(Record set Opens)

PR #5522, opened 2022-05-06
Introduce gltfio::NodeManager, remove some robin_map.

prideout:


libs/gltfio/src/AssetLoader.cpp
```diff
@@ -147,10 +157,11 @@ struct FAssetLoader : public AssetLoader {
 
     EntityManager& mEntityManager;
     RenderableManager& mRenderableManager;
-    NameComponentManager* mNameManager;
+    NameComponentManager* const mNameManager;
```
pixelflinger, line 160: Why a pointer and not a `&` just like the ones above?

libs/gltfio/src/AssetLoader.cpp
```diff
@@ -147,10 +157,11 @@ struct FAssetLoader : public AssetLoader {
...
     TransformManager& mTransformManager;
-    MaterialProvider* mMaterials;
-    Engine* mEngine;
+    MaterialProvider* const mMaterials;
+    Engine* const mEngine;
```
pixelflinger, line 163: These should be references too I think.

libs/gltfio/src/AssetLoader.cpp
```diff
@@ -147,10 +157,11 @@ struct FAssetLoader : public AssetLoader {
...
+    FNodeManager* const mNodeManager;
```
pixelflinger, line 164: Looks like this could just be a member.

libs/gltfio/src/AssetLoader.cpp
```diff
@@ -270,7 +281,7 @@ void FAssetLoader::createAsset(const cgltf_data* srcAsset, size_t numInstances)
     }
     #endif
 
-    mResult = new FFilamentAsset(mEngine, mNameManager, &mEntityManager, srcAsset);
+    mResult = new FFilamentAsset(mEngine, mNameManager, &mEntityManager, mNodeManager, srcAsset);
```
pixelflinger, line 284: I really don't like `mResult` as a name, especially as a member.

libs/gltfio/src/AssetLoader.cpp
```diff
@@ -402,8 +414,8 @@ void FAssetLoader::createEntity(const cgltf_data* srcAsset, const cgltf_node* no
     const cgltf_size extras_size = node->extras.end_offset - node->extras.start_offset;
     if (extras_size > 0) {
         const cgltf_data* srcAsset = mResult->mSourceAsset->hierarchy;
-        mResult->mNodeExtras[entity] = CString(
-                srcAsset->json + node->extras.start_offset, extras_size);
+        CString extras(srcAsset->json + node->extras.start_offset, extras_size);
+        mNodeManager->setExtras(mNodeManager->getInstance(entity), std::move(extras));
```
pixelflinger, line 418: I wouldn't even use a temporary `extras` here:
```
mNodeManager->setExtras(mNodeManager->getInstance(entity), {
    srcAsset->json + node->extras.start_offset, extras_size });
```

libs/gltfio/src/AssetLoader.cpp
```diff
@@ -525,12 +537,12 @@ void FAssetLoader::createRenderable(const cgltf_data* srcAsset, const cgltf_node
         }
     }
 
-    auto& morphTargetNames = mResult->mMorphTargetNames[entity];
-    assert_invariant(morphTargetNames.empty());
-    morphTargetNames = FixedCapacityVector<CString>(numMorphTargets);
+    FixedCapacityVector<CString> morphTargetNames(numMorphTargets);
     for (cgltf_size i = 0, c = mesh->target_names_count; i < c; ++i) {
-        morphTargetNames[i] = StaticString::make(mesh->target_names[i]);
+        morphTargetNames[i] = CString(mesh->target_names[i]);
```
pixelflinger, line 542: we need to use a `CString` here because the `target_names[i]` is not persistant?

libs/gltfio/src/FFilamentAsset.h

(Record set Closes)
(Record set Opens)

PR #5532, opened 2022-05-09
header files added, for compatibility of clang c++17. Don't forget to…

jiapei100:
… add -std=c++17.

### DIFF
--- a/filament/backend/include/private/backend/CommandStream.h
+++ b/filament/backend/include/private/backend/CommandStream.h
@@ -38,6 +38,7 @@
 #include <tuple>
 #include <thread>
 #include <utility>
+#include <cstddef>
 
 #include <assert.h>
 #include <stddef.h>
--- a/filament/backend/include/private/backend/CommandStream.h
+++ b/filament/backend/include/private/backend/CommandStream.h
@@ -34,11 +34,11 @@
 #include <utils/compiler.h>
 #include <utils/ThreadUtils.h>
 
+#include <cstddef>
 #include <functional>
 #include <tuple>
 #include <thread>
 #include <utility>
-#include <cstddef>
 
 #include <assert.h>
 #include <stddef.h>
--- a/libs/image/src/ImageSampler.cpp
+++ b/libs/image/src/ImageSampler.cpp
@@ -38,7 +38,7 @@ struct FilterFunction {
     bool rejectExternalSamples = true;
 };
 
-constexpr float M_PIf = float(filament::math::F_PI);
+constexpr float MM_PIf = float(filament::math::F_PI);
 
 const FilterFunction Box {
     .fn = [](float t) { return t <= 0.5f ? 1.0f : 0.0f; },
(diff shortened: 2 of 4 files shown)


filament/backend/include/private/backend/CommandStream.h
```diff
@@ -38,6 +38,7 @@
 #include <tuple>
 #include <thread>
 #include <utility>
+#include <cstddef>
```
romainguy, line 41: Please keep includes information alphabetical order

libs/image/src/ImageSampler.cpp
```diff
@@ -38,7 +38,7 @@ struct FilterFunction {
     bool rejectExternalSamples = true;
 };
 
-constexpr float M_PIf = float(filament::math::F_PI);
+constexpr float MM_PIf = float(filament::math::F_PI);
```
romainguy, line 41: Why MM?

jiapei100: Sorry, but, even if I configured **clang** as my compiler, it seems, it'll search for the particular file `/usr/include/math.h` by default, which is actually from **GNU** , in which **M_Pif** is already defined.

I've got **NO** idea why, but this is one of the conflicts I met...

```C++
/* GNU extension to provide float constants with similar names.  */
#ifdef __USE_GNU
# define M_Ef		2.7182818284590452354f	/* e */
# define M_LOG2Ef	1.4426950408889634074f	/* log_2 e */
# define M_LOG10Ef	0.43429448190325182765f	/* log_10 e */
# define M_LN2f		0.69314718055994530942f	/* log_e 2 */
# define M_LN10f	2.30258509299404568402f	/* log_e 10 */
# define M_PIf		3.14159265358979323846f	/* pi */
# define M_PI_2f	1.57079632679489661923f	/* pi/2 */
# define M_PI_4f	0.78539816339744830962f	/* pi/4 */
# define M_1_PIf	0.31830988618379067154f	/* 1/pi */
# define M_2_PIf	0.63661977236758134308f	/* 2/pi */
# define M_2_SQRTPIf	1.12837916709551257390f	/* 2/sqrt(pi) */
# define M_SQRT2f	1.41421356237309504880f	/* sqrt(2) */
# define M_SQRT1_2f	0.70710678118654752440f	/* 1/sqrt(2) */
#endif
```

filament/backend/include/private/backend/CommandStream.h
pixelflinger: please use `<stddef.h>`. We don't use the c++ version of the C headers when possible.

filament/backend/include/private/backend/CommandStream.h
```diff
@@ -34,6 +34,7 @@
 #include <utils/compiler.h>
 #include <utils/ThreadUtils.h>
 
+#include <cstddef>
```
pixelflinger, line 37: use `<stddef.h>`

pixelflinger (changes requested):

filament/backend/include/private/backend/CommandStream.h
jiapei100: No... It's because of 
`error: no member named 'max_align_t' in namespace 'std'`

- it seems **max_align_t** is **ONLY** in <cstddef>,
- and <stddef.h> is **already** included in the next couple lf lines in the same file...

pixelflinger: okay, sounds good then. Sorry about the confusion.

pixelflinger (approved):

(Record set Closes)

Exercise objective:
Where the word "FFilamentAsset" occurs in a line of the entries above, count that line, and reply with the total only.

Exercise output:
3